# [POLL] Best Verizon 4G phone to get grandfathered in on?



## Stetsonaw (Jun 8, 2011)

*Which phone should 4G shoppers get to be Grandfathered with VZW?*​
HTC Thunderbolt 2862.22%LG Revolution 00.00%Samsung DROID Charge 1431.11%Those suck!! I'll just pay more!36.67%


----------



## Stetsonaw (Jun 8, 2011)

Post up what you think for peeps shopping to get in before the tiered plans.

Add opinions to back your vote below if you like.

*Charge: (Owned none, test drove one)
BAD:* No LED, weird build, laggy. 
*GOOD:* SAMOLED+ Screen, great battery life, dev support

*Revo: (Went through two of them)
BAD:* You may have Bluetooth calling issues. The two I had for a few days each had bluetooth issues when on the phone. Would cut out for a couple seconds and get fuzzy, then come back. And not a lot of devs jumping on it even though it is rooted and has a custom recovery. 
*GOOD:*Very fast and snappy phone, the Stock UI isn't horrible looking (like the Charge with it's Brown)

*TBolt: (Currently own and am pleased with)
BAD: *[Overexaggerated] Battery issues, no home Multimedia Dock.
*GOOD*: Getting better with the new radios that are being leaked. 
*BETTER*: CM7 and OMFGB for some AOSP Love.

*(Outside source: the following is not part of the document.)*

PR #648, opened 2025-08-26
feature(626): Flatliner, completeness checks, feature dropping & imputation

MvLieshout:


packages/openstef-core/tests/unit/feature_engineering/validation_transforms/test_missing_values_transform.py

Just a quick run down, not all details caught, obviously.


----------



## ITGuy11 (Jun 10, 2011)

The Bolt has shit for battery life. The LG, well it is an LG...
Gotta be the Charge!


----------



## Stetsonaw (Jun 8, 2011)

...yet, no vote for the charge??


----------



## AndroidSims (Jun 7, 2011)

This thread is relevant to my interests.

Sent from my DROIDX using Tapatalk


----------



## Jordan8 (Jun 10, 2011)

Definitely the charge unless you wanna get the TB & carry around 5 batteries or so.


----------



## jr313 (Jun 10, 2011)

Samsung phones suck. HTC all the way best 4g phone by far


----------



## cloud36426 (Jun 10, 2011)

I can't trash the others as I have not used them. I can say that I am completely happy with my Thunderbolt. I did play with a charge for a while and was only impressed with the screen. Very laggy UI.


----------



## Zomb!e (Jun 8, 2011)

TBolt easy. The battery issue is over exaggerated, in my experience anyway.


----------



## Stetsonaw (Jun 8, 2011)

My opinions added to the OP.


----------



## boristhebladexx (Jun 16, 2011)

i agree, thunderbolt battery life is overexaggerated. thunderbolt is definitely the way to go for verizon 4G phones right now. dev support is unmatched


----------



## Soapinmouth (Jun 21, 2011)

The charge is the clear winner, ive researched all 3 to hell. It has the best battery life, the best screen, hdmi out, and the only negative about it can be fixed with a custom rom. The charge is newer so ofc its a little behind in roms but itl be there soon. Can't vote on mobile for some reason tho.


----------



## JsinLegacy (Jun 7, 2011)

I say the Thunderbolt but that's just my opinion... I think the Charge will be good on development.. Kejar is doing good things with it, however I don't know how much support it will receive overall... The Bolt seems to have a pretty good Dev scene building already, if that is something that is of interest to you. While the battery on the Bolt is not the best, it is not extremely horrible like some state it is.... when i was stock I was getting about 7 hours with heavy use... which was better than I got with my Dx... however one of the biggest downfalls that the Charge has is its Samsung... and until proven other wise, their track record for updating devices is horrid, and until they start proving they are dedicated to updating devices on a more regular basis I have a hard time purchasing a product of theirs in the mobile field.


----------



## crash1781 (Jun 6, 2011)

Thunderbolt for sure. I was one of the ppl *****ing about battery life... The key to extending battery is to shut things off that you are not currently using. Why do you need to be connected to 4g when the phone is just sitting idle in your pocket? Since I have started taking a proactive approach to battery consumption I don't even need to have a charger handy when I go to work or am just going to be gone all day. What I do is: 
1. set screen brightness to around 15-20% when inside
2. use the Lte ON OFF app to switch from LTE mode to CDMA when I am not using anything other than text messaging and phone calls
3. use the mobile data toggle to shut off mobile data when it's not needed (kind of redundant with step 2 but seems to yield better results)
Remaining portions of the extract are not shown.